A typical use of this functionality is to hide the operating system and server software used to host the application. This is usually accomplished by rewriting the Server field in an HTTP response.

A second typical use of this functionality is the exploitation of the ADN's ability to rewrite the URI portion of an HTTP request. The client is presented with a URI and VIP that are known only to the ADN, and upon receiving the request the ADN may either (a) rewrite the URI and send a 302 redirect or (b) transparently translates the URI and responds to the client as if the URI were the right one in the first place.

====Application firewall====
In recent years commercial ADNs have begun to include application firewall functionality to further secure applications during the delivery process. This is a hotly debated subject with many security professionals arguing that the functionality included in an application firewall are unnecessary and should be handled by the application while others consider employing as much security as possible, regardless of position in the delivery network, to be the best practice. Many commercial ADN companies have acquired and integrated these functions and present such features as part of a defense in depth strategy often cited by security professionals.
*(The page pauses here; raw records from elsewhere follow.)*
PR #3128, opened 2023-01-27
feat(cwl): Allow cwl ctrl + click on whole line in an event stream

nkomonen-amazon:
## Problem
In cloudwatch logs when we search logs and ctrl + click we previously were only able to do this on the timestamp.

## Solution
Remove the limitation that only allows you to click on the timestamp and instead be able to click anywhere on the line.

Additionally, the whole line gets highlighted upon hover.

Kapture 2023-01-30 at 18 58 19

## License

### DIFF
--- a/src/cloudWatchLogs/document/logDataDocumentProvider.ts
+++ b/src/cloudWatchLogs/document/logDataDocumentProvider.ts
@@ -44,11 +44,6 @@ export class LogDataDocumentProvider implements vscode.TextDocumentContentProvid
     ): Promise<vscode.Definition | vscode.LocationLink[] | undefined> {
         const activeUri = document.uri
         const logGroupInfo = parseCloudWatchLogsUri(activeUri).logGroupInfo
-        const cutOffChar = this.registry.timestampSpaceEquivalent.length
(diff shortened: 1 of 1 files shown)


JadenSimon (approved):

justinmk3 (approved):

justinmk3:
Does this _highlight_ (underline) the whole line also? The main issue was that only small pieces of the timestamp were highlighted (underlined) on hover.

nkomonen-amazon:
> Does this _highlight_ (underline) the whole line also? The main issue was that only small pieces of the timestamp were highlighted (underlined) on hover.
@justinmk3 
Yup, I updated that after. Just updated the PR message.

justinmk3:
Tested locally, this is an improvement. Remaining questions:

- holding ctrl (or cmd on macOS) and hovering the mouse over a line does a service call (which then triggers the cancelable dialog). Is there any way to prevent that?
- hover shows an empty box. if we don't have anything useful to show there, can we prevent this empty thing from showing? see screenshot

Screen Shot 2023-01-30 at 4 03 22 PM

PR #3129, opened 2023-01-27
fix(codewhisperer): add additional delay time before showing recommen…

zixlin7:
…dation

## Problem
the default delay time before showing recommendation in VSC inline api is around 30-50ms, which is too short. This often result in recommendation being shown to users when they are still typing.
## Solution
Add additional 200ms to get the number close to 250ms which matches the JB behavior

## License

### DIFF
--- a/src/codewhisperer/models/constants.ts
+++ b/src/codewhisperer/models/constants.ts
@@ -22,6 +22,8 @@ export const invocationKeyThreshold = 15
 
 export const idleTimerPollPeriod = 25 // milliseconds
 
+export const showRecommendationTimerPollPeriod = 25
+
 export const specialCharactersList = ['{', '[', '(', ':', '\t', '\n']
 
 export const normalTextChangeRegex = /[A-Za-z0-9]/g
@@ -152,6 +154,9 @@ export const defaultCheckPeriodMillis = 1000 * 60 * 5
 
 // suggestion show delay, in milliseconds
 export const suggestionShowDelay = 250
+
+// add 200ms more delay on top of inline default 30-50ms
+export const inlineSuggestionShowDelay = 200
 
 export const referenceLog = 'CodeWhisperer Reference Log'
 
--- a/src/codewhisperer/service/inlineCompletionService.ts
+++ b/src/codewhisperer/service/inlineCompletionService.ts
@@ -228,7 +228,7 @@ export class InlineCompletionService {
         this.next = nextCommand.register(this)
         this.hide = hideCommand.register(this)
         RecommendationHandler.instance.onDidReceiveRecommendation(e => {
-            this.sharedStartShowRecommendationTimer()
+            this.startShowRecommendationTimer()
         })
     }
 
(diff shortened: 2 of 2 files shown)


leigaol:
Use toolkit provided lock wrapper function to lock the tryShowRecommendation function:
`
const cb = shared(this.tryShowRecommendation.bind(this))`

zixlin7:
> Use toolkit provided lock wrapper function to lock the tryShowRecommendation function: ` const cb = shared(this.tryShowRecommendation.bind(this))` use this cb to replace tryShowRecommendation
> 
> You can follow the similar implementation in JB. Do a while loop Before call tryShowRecommendation, poll each 25ms and see if delay is met. Be aware of concurrency issue.

updated to use `shared`, thanks

leigaol (approved):

src/codewhisperer/service/inlineCompletionService.ts
```diff
@@ -240,6 +242,29 @@ export class InlineCompletionService {
         return this.documentUri?.fsPath
     }
 
+    private sharedStartShowRecommendationTimer = shared(this.startShowRecommendationTimer.bind(this))
+
+    private async startShowRecommendationTimer() {
```
JadenSimon, line 247: This implementation is already atomic due to the use of `_showRecommendationTimer`, no need to use `shared`:
```suggestion
    private startShowRecommendationTimer() {
```

src/codewhisperer/service/inlineCompletionService.ts
```diff
@@ -240,6 +242,29 @@ export class InlineCompletionService {
...
+            clearInterval(this._showRecommendationTimer)
+            this._showRecommendationTimer = undefined
+        }
+        this._showRecommendationTimer = setInterval(() => {
+            const delay = performance.now() - vsCodeState.lastUserModificationTime
+            if (delay < CodeWhispererConstants.inlineSuggestionShowDelay) {
+                return
+            }
+            try {
+                this.tryShowRecommendation()
```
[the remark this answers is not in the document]
zixlin7: updated to wrap `tryShowRecommendation` instead

JadenSimon (approved):

src/codewhisperer/service/inlineCompletionService.ts
```diff
@@ -240,6 +242,29 @@ export class InlineCompletionService {
         return this.documentUri?.fsPath
     }
 
+    private sharedTryShowRecommendation = shared(this.tryShowRecommendation.bind(this))
+
+    private startShowRecommendationTimer() {
```
justinmk3, line 247: This is a non-trivial pattern that is copy-pasted from other parts of the code. It might make sense to have a single shared implementation instead. (Could be done in a separate PR.)

src/codewhisperer/models/constants.ts
```diff
@@ -153,6 +155,9 @@ export const defaultCheckPeriodMillis = 1000 * 60 * 5
 // suggestion show delay, in milliseconds
 export const suggestionShowDelay = 250
 
+// add 200ms more delay on top of inline default 30-50ms
+export const inlineSuggestionShowDelay = 200
```
justinmk3, line 159: Why are the new constants needed? They are similar to existing constants. Over-granular configuration like this can be hard to work with.

justinmk3 (approved):

src/codewhisperer/service/inlineCompletionService.ts
zixlin7: yes it make sense for this to be extract into a shared implementation. Will do that in another PR

src/codewhisperer/models/constants.ts
zixlin7: the value is slightly different from the existing one used in the old code path without VSC inline api. This is trying to match the actual delay time to the old path, as well as JB as close as possible.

===Network layer security===

The ADN is most often deployed in the DMZ at the edge of the network. This results in exposure to potential network layer attacks including Denial of Service (DoS) from ICMP and SYN floods. As a result, the ADN must necessarily protect not only itself but the applications it is delivering from succumbing to such attacks. The ADN generally employs a number of protections against typical network layer attacks though it does not implement the full security offered by an IPS. Some of the Network Layer Security technologies that may be employed by ADN devices include:

====Delayed binding====
Delayed binding, also called TCP splicing, is the postponement of the connection between the client and the server in order to obtain sufficient information to make a routing decision. Some application switches and routers delay binding the client session to the server until the proper handshakes are complete so as to prevent Denial of Service attacks.

====IP filtering====
ADNs often have the ability to filter traffic based on Access Control Lists (ACLs), Bogus IP ranges (Bogon filtering) and deep packet inspection pattern matching. In some cases, thresholds or rate limiting of IP addresses or ranges of IP addresses may be employed.

==Traffic management==
ADNs are increasingly adding advanced traffic management functionality. The deep packet inspection capabilities of some of these products can identify traffic by application type and can be used to analyze, block, shape and prioritize traffic.